* DATA EXCERPTS
PR #7394, opened 2025-02-14
update clad to v1.9 with clang v19.1.0

Vipul-Cariappa:
References:
- Infra PR: https://github.com/compiler-explorer/infra/pull/1527
- https://github.com/compiler-explorer/misc-builder/pull/103

### DIFF
--- a/etc/config/c++.amazon.properties
+++ b/etc/config/c++.amazon.properties
@@ -1185,7 +1185,7 @@ compiler.hexagonclang1605.compilerCategories=clang-hexagon
 
 ################################
 # Clang for clad
-group.clad-clang.compilers=clang1810_clad180:clang1910_clad190:clang1910_clad_trunk
+group.clad-clang.compilers=clang1810_clad180:clang1910_clad190:clad_trunk
 group.clad-clang.intelAsm=-mllvm --x86-asm-syntax=intel
 group.clad-clang.groupName=Clad Clang
 group.clad-clang.instructionSet=amd64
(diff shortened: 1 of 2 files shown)


Vipul-Cariappa:
cc @partouf @mattgodbolt

etc/config/c++.amazon.properties
```diff
@@ -1185,7 +1185,7 @@ compiler.hexagonclang1605.compilerCategories=clang-hexagon
 
 ################################
 # Clang for clad
-group.clad-clang.compilers=clang1810_clad180:clang1810_clad_trunk
+group.clad-clang.compilers=clang1810_clad180:clang1910_clad190:clang1910_clad_trunk
```
mattgodbolt, line 1188: By removing the `clang1810_clad_trunk` this invalidates any URLs folks will have saved that pointed at that compiler.  Is there any benefit to keeping both 18.1.0 trunk _and_ 19.1.0 trunk? Or should we auto-update any link that points to `clang1810_clad_trunk` to `clang1910_clad_trunk` ? Will there ever be a time when the clad trunk should have both versions of clang available?

Vipul-Cariappa: I don't think we would want 2 versions of a trunk version. If it is possible to migrate URLs to point to the newer version of clad, that would be good.
Pinging @vgvassilev

mattgodbolt: Fantastic; if that's the case can I suggest we:
- rename `clang1910_clad_trunk` to just be `clang_latest_clad_trunk` (or similar)
- add `compiler.clang_latest_clad_trunk.alias=clang1810_clad_trunk` to redirect any old URLs/references to the new "latest"

If we ever think we'll need to have more than one trunk, then keep the name as-is but add the `compiler.clang1910_clad_trunk.alias=clang1810_clad_trunk` here to migrate the URLs.

Vipul-Cariappa: Another option would be to rename the truck version to be independent of the clang version, something like `clad_trunk`. Then URLs will remain valid throughout.
And the associated clang version will be the latest/highest version we support.

mattgodbolt: Yes: that's what I meant by "clang_latest_clad_trunk" but also just "clad_trunk" works too.

Vipul-Cariappa: The changes you suggested are brilliant. It is late night at my place. Will update the PR tomorrow morning. Hope that's fine.

mattgodbolt: Of course! No rush on my side; if you are OK I can make the relevant changes, but also we can wait another day :) I'll be around to merge (I have been away for a few days hence quiet)

mattgodbolt (approved):
LGTM thanks!

mattgodbolt:
This is rolling out now

Issue #7337, opened 2025-01-29
[REQUEST]: Improve the filtering of binary objects


mattgodbolt:
### Is your feature request related to a problem? Please describe

Filtering in binary mode often leaves lots of compiler-generated functions and sections that are unhelpful, and then often the size of the output is so large it gets truncated.

### Describe the solution you'd like

Unclear really: Better filtering; hopefully able to better distinguish "interesting" functions from things. We have the `binaryFilterRe` but that's a pretty blunt instrument and doesn't scale well.

### Describe alternatives you've considered

Adding more and more filters to the filter.

### Additional context

Not applicable

PR #7399, opened 2025-02-18
Enable execution and compilation to binary for `rustc-cg-gcc`

narpfel:
The binary options’ output will (like for `rustc`) contain the complete standard library (see #2708, #7337), but this can be worked around with `-C prefer-dynamic`.

Execution should (according to my local tests) just work™.


mattgodbolt (approved):
Thanks!

mattgodbolt:
This is now live: thanks!

PR #7402, opened 2025-02-18
Fix #7398: call layout.init only after SiteSettings are in place

### LINKED ISSUE #7398: [BUG]: Immediate compile delay on first page load
### Describe the bug

When Compiler Explorer is first opened with no cookies set, the "Use automatic delay before compiling" & "Delay before compiling" options are non-functional, and stay that way until the page is reloaded or another tab is opened.

### Steps to reproduce

1. Open https://godbolt.org/ in a new incognito window (or any equivalent to clearing cookies, etc)
2. Modify the source code
3. Observe compilation happening immediately, regardless of the "Use automatic delay before compiling" & "Delay before compiling" settings.

### Expected behavior

The "Use automatic delay before compiling" & "Delay before compiling" settings would be respected.

### Reproduction link

any

### Screenshots

Not applicable

### Operating System

_No response_

### Browser version

Mozilla Firefox

OfekShilon:

### DIFF
--- a/static/hub.ts
+++ b/static/hub.ts
@@ -228,10 +228,13 @@ export class Hub {
             },
             this,
         );
+    }
 
-        layout.init();
+    public initLayout() {
+        // To be called after setupSettings, as layout.init depends on them
+        this.layout.init();
         this.undefer();
-        layout.eventHub.emit('initialised');
+        this.layout.eventHub.emit('initialised');
     }
 
     public nextTreeId(): number {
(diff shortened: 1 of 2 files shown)


mattgodbolt (approved):
Nice spot; lgtm! Makes sense that we need to initialise after we have set up all the settings...

mattgodbolt:
I'm a bit suspicious of the alledged sentry alert above, but one to keep an eye on.

This is now live.

OfekShilon:
Yeah, I'd be very surprised if this sentry report is somehow related.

* WHAT YOU SHOULD DO
Copy all lines from the entries that contain the word "compilation".

* TASK ANSWER
Enable execution and compilation to binary for `rustc-cg-gcc`
3. Observe compilation happening immediately, regardless of the "Use automatic delay before compiling" & "Delay before compiling" settings.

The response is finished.